Incomplete Colonoscopy

For Medicare and other payers that follow Medicare guidelines, you should append modifier 53 (Discontinued procedure) to 45378 (Colonoscopy, flexible, proximal to splenic flexure; diagnostic, with or without collection of specimen by brushing or washing, with or without colon decompression [separate procedure]) for an incomplete colonoscopy.
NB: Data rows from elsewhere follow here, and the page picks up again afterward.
PR #101, opened 2022-03-23
gh actions: finalize move to go 1.17

fromanirh:
In commit 79d078198d9189bf202c19071dfdf610a40649ff we partially updated to golang 1.17, but we left some gh actions lanes behind to 1.16 for no good reason. Let's fix that.


fromanirh:
known flake

PR #105, opened 2022-04-04
e2e: fix FindNotificationFilePath function

Tal-or:
RTE manifest layout has changed in latest deployer version, when underthe RTE container we splitted the command and arguments of RTE container into separte fileds.
This requires the FindNotificationFilePath to be looking for the --notify-file argument in the correct place.

Furthermore, we didn't check the returned error from the function, let's fix it as well.

### DIFF
--- a/test/e2e/utils/pods/rtepod/rtepod.go
+++ b/test/e2e/utils/pods/rtepod/rtepod.go
@@ -65,13 +65,6 @@ func FindNotificationFilePath(rtePod *corev1.Pod) (string, error) {
 	for idx := 0; idx < len(rtePod.Spec.Containers); idx++ {
 		cnt := rtePod.Spec.Containers[idx] // shortcut
 		if len(cnt.Command) > 0 && strings.Contains(cnt.Command[0], rteExecutable) {
-			for _, arg := range cnt.Command {
-				if strings.Contains(arg, notificationFileOption) {
-					return extractOptionValue(arg)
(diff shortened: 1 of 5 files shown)


test/e2e/utils/pods/rtepod/rtepod.go
```diff
@@ -65,21 +65,14 @@ func FindNotificationFilePath(rtePod *corev1.Pod) (string, error) {
...
-		if len(cnt.Args) > 0 && strings.Contains(cnt.Args[0], rteExecutable) {
 			for _, arg := range cnt.Args {
 				if strings.Contains(arg, notificationFileOption) {
 					return extractOptionValue(arg)
 				}
 			}
 		}
 	}
-	return "", fmt.Errorf("no container uses %q as command or argument option", notificationFileOption)
+	return "", fmt.Errorf("no container uses %q as an argument option", notificationFileOption)
```
fromanirh, line 75: this is a worthy improvement, but I don't think will fix the flakiness, at least not completely.

Tal-or: Why not, the notification file test is always falling at this point. I checked the logs

Tal-or: The whole patch should fix it, not this line specifically

fromanirh:
thanks for the PR!

Issue #84, opened 2021-11-28
create a podresources mock (/proxy?) server for testing


ffromani:
In order to improve the testability, we would like to be able to inject failures and/or delays in the podresources API protocol.
The simplest and most effective way is to create a mock we can control from the test code.
The specifics of the design are to be decided, the bare minimum is to be able to inject failures programmatically.

ffromani:
the mock server (and more) will be implemented in https://github.com/k8stopologyawareschedwg/podresourcesapi-tools

PR #116, opened 2022-07-25
tools: add tool to generate fake load

fromanirh:
With small additions to our existing packages,
we can build a simple NRT load generator, useful to
test, troubleshoot and assess the scalability of RTE.

Note this tool is intentionally not shipped yet in releases:
still needs to mature a bit at least.

### DIFF
--- a/pkg/nrtupdater/fake/fake.go
+++ b/pkg/nrtupdater/fake/fake.go
@@ -1,0 +1,104 @@
+package fake
+
+import (
+	"math/rand"
+	"time"
+
+	"k8s.io/apimachinery/pkg/api/resource"
+	"k8s.io/klog/v2"
+
+	"github.com/k8stopologyawareschedwg/noderesourcetopology-api/pkg/apis/topology/v1alpha1"
+	"github.com/k8stopologyawareschedwg/resource-topology-exporter/pkg/dump"
+	"github.com/k8stopologyawareschedwg/resource-topology-exporter/pkg/nrtupdater"
+)
+
+type Generator struct {
+	Infos    <-chan nrtupdater.MonitorInfo
+	infoChan chan nrtupdater.MonitorInfo
+	interval time.Duration
+}
+
+func NewGenerator(interval time.Duration) *Generator {
+	gen := Generator{
+		infoChan: make(chan nrtupdater.MonitorInfo),
+		interval: interval,
+	}
+	gen.Infos = gen.infoChan
+	return &gen
+}
+
+func (ge *Generator) Run() {
+	ticker := time.NewTicker(ge.interval)
+
+	for {
+		select {
+		case <-ticker.C:
+			mi := nrtupdater.MonitorInfo{
+				Timer: true,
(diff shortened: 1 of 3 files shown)


pkg/nrtupdater/fake/fake.go
```diff
@@ -0,0 +1,106 @@
...
+	ticker := time.NewTicker(ge.interval)
+	anns := make(map[string]string)
+
+	for {
+		select {
+		case <-ticker.C:
+			mi := nrtupdater.MonitorInfo{
+				Timer:       true,
+				Zones:       Zones(),
+				Annotations: anns,
```
Tal-or, line 40: I don't see it's being used somewhere, why do we need to initialize that?

tools/nrtstress/main.go
```diff
@@ -0,0 +1,52 @@
...
+)
+
+func main() {
+	var hostname string
+	var tmPolicy string
+	var interval time.Duration
+	var seed int
+	var dryRun bool
+	flag.StringVar(&hostname, "hosthame", "fake-host-0", "fake host name (not validated)")
+	flag.StringVar(&tmPolicy, "tm-policy", "best-effort", "topology manager policy (not validated)")
```
Tal-or, line 21: IMHO we should set the default to single-numa-node, in case we would like to use this generator together with the scheduler, we won't extra configuration here.

tools/nrtstress/main.go
```diff
@@ -0,0 +1,52 @@
...
+
+	klog.Infof("generating fake periodic updates every %v", interval)
+
+	gen := fake.NewGenerator(interval)
+	go gen.Run()
+
+	klog.Infof("using NRT Updater args: %+#v", nrtupdaterArgs)
+
+	upd := nrtupdater.NewNRTUpdater(nrtupdaterArgs, tmPolicy)
+	upd.Run(gen.Infos, nil)
```
Tal-or, line 51: I would expect the generator to send the data to some 'real' updater which is part of the existing stack.
I don't understand how sending fake data to a fake updater can be helpful. 
What am I missing here?

pkg/nrtupdater/fake/fake.go
fromanirh: good point, started more ambitious and then downsized. We don't need annotations yet.

tools/nrtstress/main.go
fromanirh: fair point.

tools/nrtstress/main.go
fromanirh: I should have given more context in the commit message/PR cover letter, I'll fix that.
This tool want to stress the apiserver part; we can easily generate fake "realistic" NRT data, so we can easily assess the apiserver load. Generating fake data from the kubelet side requires more effort (https://github.com/k8stopologyawareschedwg/resource-topology-exporter/issues/84)

Tal-or:
/lgtm
/approve
Thank you for the changes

You can find these instructions in Chapter 12, Section 30.1.B of the Medicare Claims Processing Manual. Medicare also includes a separate fee schedule line item for 45378-53, consistent with the MCPM guidelines, which states:

An incomplete colonoscopy (e.g., the inability to extend beyond the splenic flexure) is billed and paid using colonoscopy code 45378 with modifier 53. Although, failure to extend/evaluate beyond the splenic flexure could also mean that a sigmoidoscopy, 45330 (rather than a colonoscopy, 45378) has been performed. However, 45330 will not be reported in this scenario since, the physician aimed to perform colonoscopy (which remained incomplete due to inability to extend the scope beyond splenic flexure). .

Important: The above guideline assumes that the physician intended to perform a colonoscopy rather than a sigmoidoscopy. If the physician intended to perform a sigmoidoscopy, you would report 45330 (Sigmoidoscopy, flexible; diagnostic, with or without collection of specimen by brushing or washing [separate procedure]) rather than 45378-53.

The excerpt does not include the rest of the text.